Dataset entries
PR #934, opened 2023-10-11
fix: formula evaluation during slider dragging

kswenson:
[[#186182162]](https://www.pivotaltracker.com/story/show/186182162)

Move `dynamicValue` implementation from `SliderModel` to `GlobalValueModel`.

### DIFF
--- a/v3/src/components/slider/slider-model.test.ts
+++ b/v3/src/components/slider/slider-model.test.ts
@@ -100,14 +100,15 @@ describe("SliderModel", () => {
     slider.setDynamicValue(dynamicValue1)
     expect(slider.isUpdatingDynamically).toBe(true)
     expect(slider.value).toBe(dynamicValue1)
-    expect(slider.globalValue.value).toBe(initialValue)
+    expect(slider.globalValue._value).toBe(initialValue)
     slider.setDynamicValueIfDynamic(dynamicValue2)
     expect(slider.value).toBe(dynamicValue2)
     slider.applyUndoableAction(() => slider.setValue(finalValue), "Undo slider change", "Redo slider change")
     expect(slider.isUpdatingDynamically).toBe(false)
     expect(slider.value).toBe(finalValue)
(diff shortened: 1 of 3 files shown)


pjanik (approved):
Nice, it's more straightforward than I thought it'd be. 👍

I definitely don't have that much experience with undo/redo, but actually, I did some implementation in the drawing tool back in the day, and I had to deal with similar problems (ofc way smaller scale and generally simpler). I think the way I handled these prolonged user actions was by providing a method or closure like `suppressUndoHistoryUpdates(callback)`.

I'm wondering if there's currently any possibility of suppressing the undo history from being updated? Or if it wouldn't be a nice approach to similar problems in the future (at least from the client code perspective)? Or it wouldn't work, as we'd always have some changes to MST tree that we cannot ignore?

I could imagine that we would have two handlers in the slider, both using `.setValue()` only:

```javascript
    const handlePointerMove = (e: PointerEvent) => {
      // ...
      sliderModel.suppressUndoHistoryUpdates(
        () => sliderModel.setValue(sliderValue),
      )
      // ...

    const handlePointerUp = (e: PointerEvent) => {
      // ...
      sliderModel.applyUndoableAction(
        () => sliderModel.setValue(sliderValue),
        "DG.Undo.slider.change", "DG.Redo.slider.change"
      )
      // ...
```

kswenson:
> I'm wondering if there's currently any possibility of suppressing the undo history from being updated? Or if it wouldn't be a nice approach to similar problems in the future (at least from the client code perspective)? Or it wouldn't work, as we'd always have some changes to MST tree that we cannot ignore?

There is a mechanism for suppressing undo, `withoutUndo()`, but it can be a bit finicky (e.g. doesn't handle nested actions, etc.) and so my approach has been to make use of volatile state when it's "reasonably straightforward" to do so to avoid invoking the undo machinery at all rather than rely on invoking it and having it suppressed correctly. That said, this may well be a situation in which it would work.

Exercise =
Note every line of the entries in which "finalValue" appears, and copy it down.

Result =
     slider.applyUndoableAction(() => slider.setValue(finalValue), "Undo slider change", "Redo slider change")
     expect(slider.value).toBe(finalValue)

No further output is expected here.